Issue #13334, opened 2020-01-23
Expose `label` in the scanner results API


willdurand:
We added a new API endpoint to expose the scanner results in https://github.com/mozilla/addons-server/issues/13317. We need to expose a `label` in addition to the existing data per scanner result. In order to expose this `label`, we need to fix https://github.com/mozilla/addons-server/issues/13142 first.

**Note:** we'll probably only expose the scanner results with a `label` that is not `null` (or `None` or `Unknown`) because we're only interested in labelled results.

**For QA:** there should be a new `label` attribute in the JSON response (for each result entry) and we should only return labelled scanner results.

ioanarusiczki:
@willdurand I verified with Postman on dev the scanners result[ API](https://addons-server.readthedocs.io/en/latest/topics/api/scanners.html). In the response JSON object
- results include a "label": good - for add-ons without matched rules 
- results include a "label": bad  - add-ons reported as true positive  
- there are results which also have an extra "label":null in `results` below the `filepath` 

![the label](https://user-images.githubusercontent.com/33448286/73546538-13def600-4446-11ea-9785-809b8f19db86.png)

Let me know if it's alright. 
Thanks!

willdurand:
please don't expose the API results in public issues :)

ioanarusiczki:
@willdurand I thought I forgot to add it. You were quick!
I'll disable the switch from admin too because I finished testing.
Noted. If it's about scanners I'll be careful in the future.

willdurand:
> @willdurand I thought I forgot to add it. You were quick!

Fortunately :)

> Noted. If it's about scanners I'll be careful in the future.

Thanks.

As for your question, the second `label` belongs to one of the scanners and we don't really care (the content of the results is tied to the scanners).

Let me know what you found but without JSON output :p

ioanarusiczki:
@willdurand Ok, sure. I can explain the details without adding screenshots too.

PR #13343, opened 2020-01-23
Expose `label` in scanner results API endpoint

willdurand:
~~⚠️ depends on #13335~~
Fixes https://github.com/mozilla/addons-server/issues/13334

### DIFF
--- a/src/olympia/scanners/views.py
+++ b/src/olympia/scanners/views.py
@@ -1,10 +1,13 @@
 import waffle
 
+from django.conf import settings
+from django.db.models import CharField, Value
 from django.db.transaction import non_atomic_requests
 from django.http import Http404
 from rest_framework.generics import ListAPIView
 
 from olympia import amo
+from olympia.constants.scanners import TRUE_POSITIVE, LABEL_BAD, LABEL_GOOD
 from olympia.api.permissions import GroupPermission
 
 from .models import ScannerResult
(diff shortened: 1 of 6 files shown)


willdurand:
Rebased!

src/olympia/scanners/views.py
```diff
@@ -16,9 +19,31 @@ class ScannerResultViewSet(ListAPIView):
         GroupPermission(amo.permissions.ADMIN_SCANNERS_RESULTS_VIEW)
     ]
 
-    queryset = ScannerResult.objects.all()
     serializer_class = ScannerResultSerializer
 
+    def get_queryset(self):
```
diox: So the issue is, this is going to potentially give you duplicate results, because we don't prevent reviewers from confirming an approval that has already been confirmed. Is that a problem ? I am not completely sure I get why we have an API that lists *all* results in the first place - eventually there is going to be a ton of them to paginate through ?

willdurand: ah, I see so we would need some sort of `DISTINCT` then?

> I am not completely sure I get why we have an API that lists all results in the first place - eventually there is going to be a ton of them to paginate through ?

Mainly to provide fresh data to the ML folks without having to manually do it. In the future, we could have a filter to only return results with `id` greater than a value or something. We could also have a hard time constraint to not return too many results in the future.

diox: You can add a `distinct()` yeah. Performance is probably going to be terrible, but we can start with that.

willdurand: mmm so the duplicate results would happen because of the `VersionLog` entries, right? I tried to write a test case with multiple entries for the same user/version but it does not return duplicate results 😕

willdurand: I think we cannot have duplicate results because the main model is `ScannerResult`, no?

diox: Actually, if you add another `VersionLog` and then inspect `get_queryset()`, `good_results` will contain a duplicate if evaluated, but the `union()` will make it disappear.
```diff
diff --git a/src/olympia/scanners/tests/test_views.py b/src/olympia/scanners/tests/test_views.py
 index 2010f13ddc..944d9149c5 100644
 --- a/src/olympia/scanners/tests/test_views.py
 +++ b/src/olympia/scanners/tests/test_views.py
 @@ -78,6 +78,14 @@ def test_get(self):
              ),
              version=good_version_2,
          )
 +        VersionLog.objects.create(
 +            activity_log=ActivityLog.create(
 +                action=amo.LOG.CONFIRM_AUTO_APPROVED,
 +                version=good_version_2,
 +                user=user_factory(),
 +            ),
 +            version=good_version_2,
 +        )
          # result NOT labelled as "good" because action is not correct.
          version_3 = version_factory(addon=addon_factory())
          ScannerResult.objects.create(scanner=YARA, version=version_3)
```

```
ipdb> good_results                                                                                                                                                                   
<BaseQuerySet [<ScannerResult: ScannerResult object (518)>, <ScannerResult: ScannerResult object (519)>, <ScannerResult: ScannerResult object (519)>]>
ipdb> bad_results                                                                                                                                                                    
<BaseQuerySet [<ScannerResult: ScannerResult object (515)>]>
ipdb> good_results.union(bad_results)                                                                                                                                                
<BaseQuerySet [<ScannerResult: ScannerResult object (518)>, <ScannerResult: ScannerResult object (519)>, <ScannerResult: ScannerResult object (515)>]>
ipdb>
```

So I think that yeah, we don't need the distinct, but adding the test would be nice to make sure it never regress if/when we changed the implementation.

willdurand: ah, thanks for helping me on this! I was a bit confused..

willdurand: I updated one of the test cases.

Issue #13360, opened 2020-01-27
Add a new `state` for scanner results


willdurand:
We need a new `state` value to describe scanner results that are technically correct but still not considered "bad" (and not "good" either). This is when a rule matches for good reasons but the use case is legit.

I am not sure what a good name would be, though. I have `inconclusive` in mind but that's generic.

AlexandraMoga:
Verified fixed on -dev.
A scanner result can now be marked as `Inconclusive` from the Actions section in the scanner results list view or from a scanner result detail view. 
The Inconclusive report can also be reverted.
Users are also able to filter scanner results that have been marked with this state.

PR #13368, opened 2020-01-28
Add inconclusive state

willdurand:
Fixes https://github.com/mozilla/addons-server/issues/13360

---

This patch adds a new `state` to triage scanner results when admins cannot use true positive or false positive.


willdurand:
@diox this might conflict with your patch

PR #13380, opened 2020-01-29
Make scanner result admin template generic

### LINKED ISSUE #13372: Fix link to matching query rule in scanner query results admin
In the admin, when looking at scanner query results, the link to matching rule is broken, it links to a Scanner Rule and not a Scanner Query Rule. The reverse works fine (Scanner Query Rule correctly links to Scanner Query Results).

diox:
This allows those templates to be re-used for scanners query results admin

Fixes #13372

### DIFF
--- a/src/olympia/scanners/admin.py
+++ b/src/olympia/scanners/admin.py
@@ -268,12 +268,15 @@ class AbstractScannerResultAdminMixin(admin.ModelAdmin):
     formatted_results.short_description = 'Results'
 
     def formatted_matched_rules(self, obj):
+        rule_model = self.model.matched_rules.rel.model
+        info = rule_model._meta.app_label, rule_model._meta.model_name
+
         return format_html(
             ', '.join(
                 [
                     '<a href="{}">{}</a>'.format(
                         reverse(
-                            'admin:scanners_scannerrule_change', args=[rule.pk]
+                            'admin:%s_%s_change' % info, args=[rule.pk]
                         ),
                         rule.name,
                     )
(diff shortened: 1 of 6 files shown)


src/olympia/scanners/tests/test_models.py
```diff
@@ -238,6 +238,15 @@ def test_get_files_by_matched_rules_for_yara(self):
             rule2: [file2],
         }
 
+    def test_get_files_by_matched_rules_no_file_somehow(self):
```
willdurand: How is this actually possible?

src/olympia/scanners/admin.py
```diff
@@ -430,8 +436,21 @@ def get_urls(self):
...
+                ),
+                'handletruepositive_urlname': (
+                    'admin:%s_%s_handletruepositive' % info
+                ),
+                'handleinconclusive_urlname': (
+                    'admin:%s_%s_handleinconclusive' % info
+                ),
+                'handlerevert_urlname': 'admin:%s_%s_handlerevert' % info,
+                'obj': obj,
+            }
```
willdurand: Do we want to triage the code search results as well?

src/olympia/scanners/tests/test_models.py
diox: It was happening in tests and with manually tweaked data. Since most of the code did handle cases where some data was missing, I thought I might as well add that fallback as well.

src/olympia/scanners/admin.py
diox: I'm not sure yet. I wanted the actions to work on a basic level, like not impact regular scanner results at the very least. Whether we end up actually needing the actions is still up in the air

src/olympia/scanners/tests/test_models.py
willdurand: ok. I guess that's fine. I don't like the `???` notation but hopefully that will never appear :p

diox: I'm open to suggestions :) Didn't want to go for a blank string, wanted *something* to be shown

PR #13397, opened 2020-02-03
Switch to recaptcha global variant

### LINKED ISSUE #13389: Use global reCAPTCHA variant
We use reCAPTCHA v2 in addons-server by calling a script (falling back to iframe) from `https://www.google.com/recaptcha/`.

We've had users complaining that it doesn't work in China, and it sounds like there is [a simple solution for this](https://developers.google.com/recaptcha/docs/faq#can-i-use-recaptcha-globally):
> (...) use "www.recaptcha.net" in your code in circumstances when "www.google.com" is not accessible.

So we should try that. According to https://www.lowendtalk.com/discussion/comment/3058885/#Comment_3058885 we should also alter our CSP to not just replace `https://www.google.com/recaptcha/` with `https://www.recaptcha.net/recaptcha/` but also include `https://www.gstatic.cn/recaptcha/`.

diox:
Fixes #13389

### DIFF
--- a/src/olympia/lib/settings_base.py
+++ b/src/olympia/lib/settings_base.py
@@ -1381,6 +1381,7 @@ CSP_FONT_SRC = (
 CSP_CHILD_SRC = (
     "'self'",
     'https://www.google.com/recaptcha/',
........
▸ Task item:
From the records above, show each line that contains the word "think".

▸ Result of this task:
willdurand: I think we cannot have duplicate results because the main model is `ScannerResult`, no?
So I think that yeah, we don't need the distinct, but adding the test would be nice to make sure it never regress if/when we changed the implementation.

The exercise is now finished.